Introduction: Despite antimicrobial resistance topping the list of global health concerns, the development of novel antibiotics has been nearly abandoned due to strict regulations and dwindling economic incentives in the pharmaceutical industry. There is a critical need for alternative strategies to treat multidrug resistant pathogens like Pseudomonas aeruginosa (P. aeruginosa), a pestilent cause of nosocomial infections. Here, we aim to target adaptive resistance in P. aeruginosa biofilms by inducing hypersensitivity to existing antibiotics through phage-delivery of a particular gene cassette. Previous studies have suggested that the rpoS gene is repressed in P. aeruginosa biofilms and that its deletion is correlated with hypervirulence, increased biofilm thickness and antibiotic resistance.

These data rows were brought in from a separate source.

PR #5389, opened 2025-01-15
Add custom metric to Summary in Model Evaluation panel

manushreegangwar:

Adds `Custom Metrics` to Summary in Model Evaluation panel

image

        notes for FiftyOne users.

-   [ ] Other

### DIFF
--- a/app/packages/core/src/plugins/SchemaIO/components/NativeModelEvaluationView/Evaluation.tsx
+++ b/app/packages/core/src/plugins/SchemaIO/components/NativeModelEvaluationView/Evaluation.tsx
@@ -1,3 +1,4 @@
+import _ from "lodash";
 import { Dialog } from "@fiftyone/components";
 import { editingFieldAtom, view } from "@fiftyone/state";
 import {
@@ -196,7 +197,6 @@ export default function Evaluation(props: EvaluationProps) {
   const evaluationTimestamp = evaluationInfo.timestamp;
   const evaluationConfig = evaluationInfo.config;
   const evaluationMetrics = evaluation.metrics;
-  const evaluationCustomMetrics = evaluation.custom_metrics;
   const evaluationType = evaluationConfig.type;
   const evaluationMethod = evaluationConfig.method;
   const compareEvaluationInfo = compareEvaluation?.info || {};
@@ -204,8 +204,6 @@ export default function Evaluation(props: EvaluationProps) {
   const compareEvaluationTimestamp = compareEvaluationInfo?.timestamp;
   const compareEvaluationConfig = compareEvaluationInfo?.config || {};
   const compareEvaluationMetrics = compareEvaluation?.metrics || {};
-  const compareEvaluationCustomMetrics =
-    compareEvaluation?.custom_metrics || {};
   const compareEvaluationType = compareEvaluationConfig.type;
   const isObjectDetection = evaluationType === "detection";
   const isClassification = evaluationType === "classification";
@@ -468,21 +466,8 @@ export default function Evaluation(props: EvaluationProps) {
           : false,
       hide: !showTpFpFn,
     },
+    ...formatCustomMetricRows(evaluation, compareEvaluation),
   ];
-
-  for (const key in evaluationCustomMetrics) {
-    const cm_keys = Object.keys(evaluationCustomMetrics[key]);
-    summaryRows.push({
-      id: key,
-      property: evaluationCustomMetrics[key][cm_keys[0]].toString(),
-      value: evaluationCustomMetrics[key][cm_keys[1]],
-      compareValue: compareEvaluationCustomMetrics[key][cm_keys[1]],
-      lesserIsBetter: true,
-      filterable: false,
-      active: false,
-      hide: false,
-    });
-  }
 
   const perClassPerformance = {};
   for (const key in evaluation?.per_class_metrics) {
@@ -1774,3 +1759,52 @@ type PLOT_CONFIG_TYPE = {
 type PLOT_CONFIG_DIALOG_TYPE = PLOT_CONFIG_TYPE & {
   open?: boolean;
 };
+
+type CustomMetric = {
+  label: string;
+  value: any;
+};
+
+type CustomMetrics = {
+  [operatorName: string]: CustomMetric;
+};
+
+type SummaryRow = {
+  id: string;
+  property: string;
+  value: any;
+  compareValue: any;
+  lesserIsBetter: boolean;
+  filterable: boolean;
+  active: boolean;
+  hide: boolean;
+};
+
+function formatCustomMetricRows(evluationMetrics, comparisonMetrics) {
+  const results = [] as SummaryRow[];
+  const customMetrics = _.get(
+    evluationMetrics,
+    "custom_metrics",
+    {}
+  ) as CustomMetrics;
+  for (const [operatorName, customMetric] of Object.entries(customMetrics)) {
+    const compareValue = _.get(
+      comparisonMetrics,
+      `custom_metrics.${operatorName}.value`,
+      null
+    );
+    const hasComparisonValue = compareValue !== null;
+
+    results.push({
+      id: operatorName,
+      property: customMetric.label,
+      value: customMetric.value,
+      compareValue,
+      lesserIsBetter: true, // TODO - this needs to be provided from the customMetrics object
+      filterable: false,
+      active: false,
+      hide: !hasComparisonValue,
+    });
+  }
+  return results;
+}
--- a/app/packages/core/src/plugins/SchemaIO/components/NativeModelEvaluationView/Evaluation.tsx
+++ b/app/packages/core/src/plugins/SchemaIO/components/NativeModelEvaluationView/Evaluation.tsx
@@ -465,6 +465,12 @@ export default function Evaluation(props: EvaluationProps) {
           : false,
       hide: !showTpFpFn,
     },
+    {
+      id: "custom_metrics",
+      property: "Custom Metrics",
+      value: evaluationMetrics.custom_metrics,
+      compareValue: compareEvaluationMetrics.custom_metrics,
+    },
   ];
 
   const perClassPerformance = {};
--- a/app/packages/core/src/plugins/SchemaIO/components/NativeModelEvaluationView/Evaluation.tsx
+++ b/app/packages/core/src/plugins/SchemaIO/components/NativeModelEvaluationView/Evaluation.tsx
@@ -1793,7 +1793,7 @@ function formatCustomMetricRows(evluationMetrics, comparisonMetrics) {
       `custom_metrics.${operatorName}.value`,
       null
     );
-    const hasComparisonValue = compareValue !== null;
+    const hasOneValue = customMetric.value !== null || compareValue !== null;
 
     results.push({
       id: operatorName,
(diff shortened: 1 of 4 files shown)


fiftyone/operators/builtins/panels/model_evaluation/__init__.py
```diff
@@ -146,6 +146,9 @@ def get_mar(self, results):
         except Exception as e:
             return None
 
+    def get_custom_metrics(self, results):
+        return results.custom_metrics
```
brimoor, line 150: `results.custom_metrics` will be `None` if there are no custom metrics.

Do you want to return `results.custom_metrics or {}` here? Or is `json.dumps(None)` okay for the frontend?

fiftyone/operators/builtins/panels/model_evaluation/__init__.py
```diff
@@ -11,7 +11,7 @@
 import traceback
 
 import numpy as np
-
+import json
```
brimoor, line 14: nit: [style guide](https://github.com/voxel51/fiftyone/blob/develop/STYLE_GUIDE.md#imports) says that the new import should go here:

```py
from collections import defaultdict, Counter
import json
import os
import traceback
```

(alphabetized within in the builtins block)

app/packages/core/src/plugins/SchemaIO/components/NativeModelEvaluationView/Evaluation.tsx
```diff
@@ -465,6 +465,12 @@ export default function Evaluation(props: EvaluationProps) {
           : false,
       hide: !showTpFpFn,
     },
+    {
+      id: "custom_metrics",
```
brimoor, line 469: Defer to @ritch to review the frontend implementation here.

From a UX standpoint, I propose that:
- Each custom metric gets its own row in the Summary table
- Therefore, if there are no custom metrics, nothing is shown

brimoor (changes requested):

app/packages/core/src/plugins/SchemaIO/components/NativeModelEvaluationView/Evaluation.tsx
manushreegangwar: I also prefer this design but would need @ritch's help on the frontend part for this.

fiftyone/operators/builtins/panels/model_evaluation/__init__.py
manushreegangwar: I updated this to return `None` as `{}`. `json.dumps(None)` returns `'null'`.

fiftyone/operators/builtins/panels/model_evaluation/__init__.py
manushreegangwar: Done. Wondering why this is not handled by the pre-commit hooks?

app/packages/core/src/plugins/SchemaIO/components/NativeModelEvaluationView/Evaluation.tsx
ritch: You would need to build an object in this array **per custom metric**.

```js
{
  id: "unique_id_per_custom_metric",
  property: "Human readable label",
  value: evaluationMetrics.custom_metrics['unique_id_per_custom_metric'], // value to display
  compareValue: compareEvaluationMetrics.custom_metrics['unique_id_per_custom_metric'], // value to compare with
  lesserIsBetter: true, // needs to come from the evaluation results & custom metric
  filterable: true, // safe to say this is always false?
  active: false, // always false for custom metric
  hide: false, // this should always be false
}
```

ritch: I think this means we need to revisit the structure of `evaluation_results.custom_metrics`. The info above needs to be included (eg. "lesserIsBetter").

app/packages/core/src/plugins/SchemaIO/components/NativeModelEvaluationView/Evaluation.tsx
```diff
@@ -467,6 +470,19 @@ export default function Evaluation(props: EvaluationProps) {
...
+      id: key,
+      property: evaluationCustomMetrics[key].label.toString(),
+      value: evaluationCustomMetrics[key].value,
+      compareValue: compareEvaluationCustomMetrics[key].value,
+      lesserIsBetter: true,
+      filterable: true,
+      active: false,
+      hide: false,
+    });
+  }
```
manushreegangwar, line 484: @ritch could you take a look at this?

fiftyone/utils/eval/base.py
```diff
@@ -181,6 +185,16 @@ def __init__(
         self.missing = missing
         self.custom_metrics = custom_metrics
 
+    @property
+    def additional_metrics(self):
```
kaixi-wang, line 189: Why switch from custom_metrics to additional_metrics?

manushreegangwar: I need two types of output dicts for custom metrics: 

`self.custom_metrics` has more fields because they are needed by the app.

`additional_metrics` is added for SDK with minimal information.

I don't want to use `result._custom_metrics` and `result.custom_metrics`  because the former is updated outside of this class. I can change this from a property to a function -- something like `custom_metrics_report`.

brimoor: I think we should pick a format for `results.custom_metrics` such that both SDK and App use cases have what they need.

Operators have a few concepts:
- `name`: operator name, eg `mae`
- `uri`: the operator's URI, eg `@voxel51/example-metrics/mae`
- `label`: a human-readable name, eg `Mean Absolute Error`

The reason I chose `{label: value}` format for `results.custom_metrics` is that I felt that the human-readable `label` is the right thing to show both in the App, and also when when interesting with the results in the SDK via `print(results.custom_metrics)`.

Note that `results.config.custom_metrics` is also available, which contains the list of URIs `[uri, ...]` of the operators that were run.

However, note **also** that evaluations are persisted in the database, while plugins can be uninstalled, renamed, etc. at any time. So it is possible that the user is viewing an evaluation for which the operator no longer exists under the name/URI/label on which it was computed. That's why I put `try: except` around everything in https://github.com/voxel51/fiftyone/pull/5279.

fiftyone/utils/eval/base.py
```diff
@@ -58,7 +59,10 @@ def compute_custom_metrics(self, samples, eval_key, results):
                     samples, eval_key, results, **kwargs or {}
                 )
                 if value is not None:
-                    results.custom_metrics[operator.config.label] = value
+                    results.custom_metrics[operator.config.name] = {
```
brimoor, line 62: Why is operator `name` needed by the frontend? Can't this be avoided?

app/packages/core/src/plugins/SchemaIO/components/NativeModelEvaluationView/Evaluation.tsx
```diff
@@ -1757,3 +1759,52 @@ type PLOT_CONFIG_TYPE = {
...
+      null
+    );
+    const hasComparisonValue = compareValue !== null;
+
+    results.push({
+      id: operatorName,
+      property: customMetric.label,
+      value: customMetric.value,
+      compareValue,
+      lesserIsBetter: true, // TODO - this needs to be provided from the customMetrics object
```
brimoor, line 1803: What does `lesserIsBetter` do?

fiftyone/utils/eval/base.py
manushreegangwar: I can update the app side of things to use combination of `results.config.custom_metrics` and `results.custom_metrics` which I will restore to `{label: value}`

manushreegangwar: > However, note also that evaluations are persisted in the database, while plugins can be uninstalled, renamed, etc. at any time. So it is possible that the user is viewing an evaluation for which the operator no longer exists under the name/URI/label on which it was computed. That's one reason I put try: except around everything in https://github.com/voxel51/fiftyone/pull/5279. Breaking changes to "custom" things should not cause "builtin" things to fail.

I understand but in the app we don't try to reload the operator, so even if the operator is not present, the user should be able to view the computed value.

app/packages/core/src/plugins/SchemaIO/components/NativeModelEvaluationView/Evaluation.tsx
ritch:
```
const showTrophy = lesserIsBetter
                      ? difference < 0
                      : difference > 0;
```

Its used to show the trophy icon. It could also be used in the future to show red vs green when displaying numbers.

ritch:
Proposal for a CustomMetric class that would provide the right information for the SDK and App:

```python
CustomMetric(
    id="example_metric",
    operator_uri="@voxel51/metric-examples/example_metric",
    value=42,
    lower_is_better=True,
    metric_property=types.Property(
        types.Number(float=True),
        label="Example metric",
        view=types.NumberView(title="This will show as a tooltip")
    )
)
```

fiftyone/utils/eval/regression.py
```diff
@@ -425,6 +426,8 @@ def __init__(
         self.ids = ids
         self.missing = missing
         self.custom_metrics = custom_metrics
+        # Stores configs for custom metrics with a return value (used by the model evaluation panel).
+        self.custom_metrics_config = []
```
ritch, line 430: I think we should merge both `custom_metrics_config` and `custom_metrics` and use the style/shape that I mentioned [here](https://github.com/voxel51/fiftyone/pull/5389#issuecomment-2596844520).

manushreegangwar: Can you see [this](https://github.com/voxel51/fiftyone/pull/5389#discussion_r1918805950) comment by @brimoor?

If we want keep  `results.custom_metrics` in a form that easy for SDK users, changing this to the format you are suggesting won't work.

Option 1 is to remove `self.custom_metrics_config` and add the `CustomMetric` objects to a new attribute under `results`.

Option 2 (which I prefer) is to keep just one `self.custom_metrics` variable that stores `CustomMetric` objects and expect the SDK users to use a method that converts `self.custom_metrics` into a more readable form.

ritch: Option 2 is simple, it just requires a `.custom_metrics()` implementation similar to [other results throughout fiftyone](https://github.com/voxel51/fiftyone/blob/a687aeaae88b8f73895588f8228fbedf9214dd2a/fiftyone/utils/eval/base.py#L116).

Perhaps something like this:

```python
def custom_metrics(self):
  return {m['id']: m for m in self._custom_metrics}
```

manushreegangwar:
> Proposal for a CustomMetric class that would provide the right information for the SDK and App:
> 
> ```python
> CustomMetric(
>     id="example_metric", # need some identifier, unique to the set of metrics
>     operator_uri="@voxel51/metric-examples/example_metric", # this might not be needed
>     value=4.2, # can be any serializable value but most likely a number or string
>     lower_is_better=True, # allows for color (red vs green) and icon semantics (trophy icon)
>     metric_property=types.Property( # required, so the app knows how to render the value
>         types.Number(float=True),
>         label="Example metric",
>         view=types.NumberView(title="This will show as a tooltip") # optional
>     )
> )
> ```
> 
> Note that the `types` are from `fiftyone.operator.types` and can be used to render an arbitrary value in the app.

Making this change throws serialization error in evaluation run. `types.Property` is not serializable.

fiftyone/utils/eval/base.py
manushreegangwar: It is used in summaryRow as [id](https://github.com/voxel51/fiftyone/pull/5389/files#diff-dc63da9c0259cdf08ca27f8b7c5c932dcebaa187d426ddf93c9d6a36435855b8R1800)

brimoor (approved):

brimoor (approved):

Methods: In this protocol, we aim to explore the effect of inducing rpoS overexpression in P. aeruginosa colonies as a potential method to disrupt biofilm structure and increase sensitivity to tobramycin. Phagemids containing rpoS, an accompanying promoter, and a tellurite resistance gene are delivered by P1 bacteriophages to the biofilm to be shared through horizontal gene transfer (HGT). Tellurite is then administered to induce selective pressure for HGT, by favouring uptake of the phagemids due to the presence of the tellurite resistance gene. Consequently, we can assess the effect of rpoS overexpression on biofilm organization and tobramycin sensitivity using measures from confocal laser scanning microscopy (CLSM).
Anticipated Results: Given the hypervirulent effects of rpoS deletion, we expect that forcing rpoS overexpression in P. aeruginosa would result in decreased biofilm thickness compared to controls. Furthermore, the colonies are also expected to have lower cell viability following tobramycin administration.
Discussion: Overall, our experiment characterizes the effects of rpoS overexpression on biofilm thickness, cell viability and tobramycin resistance. As such, this protocol may have practical implications for re-sensitization of P.aeroginosa to antibiotics.
Conclusion: This would demonstrate a potential for phage-mediated hypersensitization of P. aeruginosa that is adaptable to more practical settings, such as in situ on hospital surfaces.